» Brief: The line containing "At the time" marks the end: quote every line from the start of the records below through it, word for word.

» Dataset entries:
Issue #4610, opened 2025-05-01
Make `numba-cuda` an optional dependency


leofang:
(@shwina here, hijacking the issue description)

# Making numba-(cuda) an optional dependency of `cuda.compute`

`cuda.compute` relies on `numba.cuda` to JIT compile Python functions passed as operators for algorithms (such as binary operators, unary operators, predicates). For example, the lambda below is compiled into device code with Numba:

```python
# Example 1

reduce_into(d_input, d_output, lambda x, y: x + y, len(d_input), h_init)
```

It is also possible to use pre-defined ops in place of lambdas/functions. The following invocation is equivalent in terms of functionality:

```python
# Example 2

reduce_into(d_input, d_output, OpKind.PLUS, len(d_input), h_init)
```

What's _not_ possible today - and something we would like to enable is the ability to pass pre-compiled device functions:

```python
# Example 3 (NOT POSSIBLE today)

add_op = CompiledOp(my_ltoir, "my_add_i64")  # here, `my_ltoir` is a  bytes object representing a pre-compiled device function

reduce_into(d_input, d_output, add_op, len(d_input), h_init)
```

## What do we want?

* `numba-cuda` should only be required if the user is passing Python functions that need to be JIT compiled into device code. In other words, if the user only wants to use the library as shown in Examples 2 and 3 above (but not Example 1), we shouldn't require the presence of `numba-cuda`.

* For a user with their own compiler (i.e., bringing pre-compiled device code), we want to enable them to use all features of the library. In other words, we want to enable Example 3 above.

## Challenges of making `numba-cuda` optional

At the time of writing, `numba-cuda` is deeply embedded in the internals of `cuda.compute`:

- While NumPy dtypes are used as the user-facing type system, we use `numba-cuda` for our **internal type system**, which means our internal functions and classes pass around `numba-cuda` types to each other. ([example](https://github.com/NVIDIA/cccl/blob/9e72637aa35665dc382e43583201bfd77ee7a4ac/python/cuda_cccl/cuda/compute/_cccl_interop.py#L245)).

[...]

PR #7132, opened 2026-01-08
`cuda.compute`: Bring-your-own-LTOIR

shwina:
## Description

Closes https://github.com/NVIDIA/cccl/issues/4611.

## The problem - tight coupling of `cuda.compute` & `numba(-cuda)`

Currently, the `cuda.compute` functionality and API are tightly coupled with Numba, making Numba and numba-cuda required dependencies.

* Internally, we use the numba type system (see for example [`get_value_type`](https://github.com/NVIDIA/cccl/blob/3f77dd30fe236b4b7405f4a4f2becee05a5391a7/python/cuda_cccl/cuda/compute/_cccl_interop.py#L245)).
* User-defined operations are compiled into LTOIR via Numba, and that LTOIR is passed down to the CCCL C library.
* User-defined types (structs) are created using a `@gpu_struct` decorator which registers the user's types with Numba, enabling them to be used within user-defined operations.
* Iterators are implemented in pure Python, with Numba being used to compile the advance and dereference methods of each iterator ([example](https://github.com/NVIDIA/cccl/blob/3f77dd30fe236b4b7405f4a4f2becee05a5391a7/python/cuda_cccl/cuda/compute/iterators/_iterators.py#L138)).

## What do we want?

We want the ability to use `cuda.compute` without `numba(-cuda)`. Some use cases for this may be:

* Downstream libraries (such as CuPy) may want to be able to use the functionality provided by `cuda.compute`, but not want to take on numba as a dependency
* Users may have pre-existing code (in C++ or another language) that they can compile (using some compiler other than Numba) into LTOIR, and may want to use this with `cuda.compute`. This can be used to implement arbitrary iterators, or ops that may not be implementable with `numba.cuda` today.

## How to achieve this - in an API compatible manner?

This is achieved in an API compatible manner in the following way:

* Two new types, `CompiledOp` and `CompiledIterator` are introduced.
  * `CompiledOp` can be passed by the user anywhere that we currently accept a user-defined Python callable - e.g., as the binary op for a reduction. The `CompiledOp` has:
    * Pre-compiled LTOIR for the operation
    * Symbol name for the function implementing the operation
    * Argument and return types
  * `CompiledIterator` can be passed anywhere that we currently accept iterators. The `CompiledIterator` has:
    * The iterator state (as raw bytes) and its alignment
    * The value type of the iterator (the return type of the dereference operation)
    * Pre-compiled LTOIRs for the advance and dereference operations
* Numba is never imported until it is actually used. This is achieved in the following way:
  * The internal type system is changed to a native one, rather than using numba types
  * Iterators that depend on numba (all the iterators we support currently) are importable, but raise upon construction - complaining that numba is required
  * `gpu_struct` is usable without numba. When numba is present, creating a `gpu_struct` will create and register a corresponding numba type. When numba is not present, the struct is used to figure out the size/type alignment of the type descriptor that will be passed down to the C library. See an example of using `gpu_struct` with a pre-compiled op [here](https://github.com/shwina/cccl/blob/e7bd42425db395e1b9748f2c372506894d42ecf0/python/cuda_cccl/tests/compute/test_compiled.py#L337).

## Performance

TBD

## Future Work

- **Make numba actually optional**: this PR doesn't remove numba as a required dependency, although it gets us 90% of the way there. The only blockers are (1) figuring out what the UX should be for installing and using the library without Numba, and (2) `DiscardIterator` which is [used by `select`](https://github.com/NVIDIA/cccl/blob/c156e907e6b25b62e2b28b37d160fedefc967933/python/cuda_cccl/cuda/compute/algorithms/_select.py#L11), and currently requires Numba. The latter issue is possible to work around by just implementing `DiscardIterator` without numba (trivial).

- **Clearly indicate expected op types for every algorithm**: The user provided (compiled) device functions have all `void*` signature, and we basically assume that the arguments are cast to the expected types within the definition. So for a binary op, we assume that the arguments (and return type) are all cast to `T`, where `T` is the accumulator type - same as `h_init`. With JIT compiled functions, we were largely able to avoid needing to be too explicit about this, as _we_ compiled the user-provided binary op with the appropriate argument and return types. With pre-compiled functions, we have to be explicit. So, it's best for every algorithm to be clear about what the argument and return types are for every op.

## Checklist

### DIFF
--- a/python/cuda_cccl/cuda/compute/algorithms/_select.py
+++ b/python/cuda_cccl/cuda/compute/algorithms/_select.py
@@ -3,6 +3,7 @@
 #
 # SPDX-License-Identifier: Apache-2.0 WITH LLVM-exception
 
+
 from typing import Callable
 
 from .._caching import cache_with_key
--- a/python/cuda_cccl/cuda/compute/compiled/iterator.py
+++ b/python/cuda_cccl/cuda/compute/compiled/iterator.py
@@ -9,10 +9,45 @@ This enables users to bring their own compiler (BYOC) by providing
 pre-compiled LTOIR rather than relying on Numba for JIT compilation.
 """
 
-from typing import Callable
+from typing import Union
+
+import numpy as np
 
 from .._bindings import Iterator, IteratorKind, IteratorState, Op, OpKind
 from ..types import _TypeDescriptor
+from .op import CompiledOp
+
+# Type alias for state input - can be bytes or numpy scalar/array
+StateInput = Union[bytes, np.ndarray, np.generic]
+
+
+def _convert_state(state: StateInput) -> tuple[bytes, int | None]:
+    """
+    Convert state input to (bytes, alignment) tuple.
+
+    Args:
+        state: Raw bytes, numpy scalar, or numpy array
+
+    Returns:
+        Tuple of (state_bytes, alignment)
+    """
+    if isinstance(state, bytes):
+        # Raw bytes - caller must provide alignment separately
+        return state, None
+
+    if isinstance(state, (np.ndarray, np.generic)):
+        # Numpy scalar or array - convert to bytes and infer alignment
+        arr = np.asarray(state)
+        if arr.ndim > 0 and arr.size != 1:
+            # For arrays, ensure contiguous and get bytes
+            arr = np.ascontiguousarray(arr)
+        state_bytes = arr.tobytes()
+        alignment = arr.dtype.alignment
+        return state_bytes, alignment
+
+    raise TypeError(
+        f"state must be bytes, numpy scalar, or numpy array, got {type(state).__name__}"
+    )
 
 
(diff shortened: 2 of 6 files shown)


shwina:
/ok to test https://github.com/NVIDIA/cccl/pull/7132/commits/e7bd42425db395e1b9748f2c372506894d42ecf0

shwina:
/ok to test https://github.com/NVIDIA/cccl/pull/7132/changes/ae29d9890963ad428cb75f7cc66795bfa72e4d60

shwina:
/ok to test https://github.com/NVIDIA/cccl/pull/7132/changes/01f32324dea4c69e9761c2f16296f431af3b7af2

shwina:
Stale PR; closing as all the required functionality is implemented (#4610)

» Output for this exercise:
Issue #4610, opened 2025-05-01
Make `numba-cuda` an optional dependency


leofang:
(@shwina here, hijacking the issue description)

# Making numba-(cuda) an optional dependency of `cuda.compute`

`cuda.compute` relies on `numba.cuda` to JIT compile Python functions passed as operators for algorithms (such as binary operators, unary operators, predicates). For example, the lambda below is compiled into device code with Numba:

```python
# Example 1

reduce_into(d_input, d_output, lambda x, y: x + y, len(d_input), h_init)
```

It is also possible to use pre-defined ops in place of lambdas/functions. The following invocation is equivalent in terms of functionality:

```python
# Example 2

reduce_into(d_input, d_output, OpKind.PLUS, len(d_input), h_init)
```

What's _not_ possible today - and something we would like to enable is the ability to pass pre-compiled device functions:

```python
# Example 3 (NOT POSSIBLE today)

add_op = CompiledOp(my_ltoir, "my_add_i64")  # here, `my_ltoir` is a  bytes object representing a pre-compiled device function

reduce_into(d_input, d_output, add_op, len(d_input), h_init)
```

## What do we want?

* `numba-cuda` should only be required if the user is passing Python functions that need to be JIT compiled into device code. In other words, if the user only wants to use the library as shown in Examples 2 and 3 above (but not Example 1), we shouldn't require the presence of `numba-cuda`.

* For a user with their own compiler (i.e., bringing pre-compiled device code), we want to enable them to use all features of the library. In other words, we want to enable Example 3 above.

## Challenges of making `numba-cuda` optional

At the time of writing, `numba-cuda` is deeply embedded in the internals of `cuda.compute`:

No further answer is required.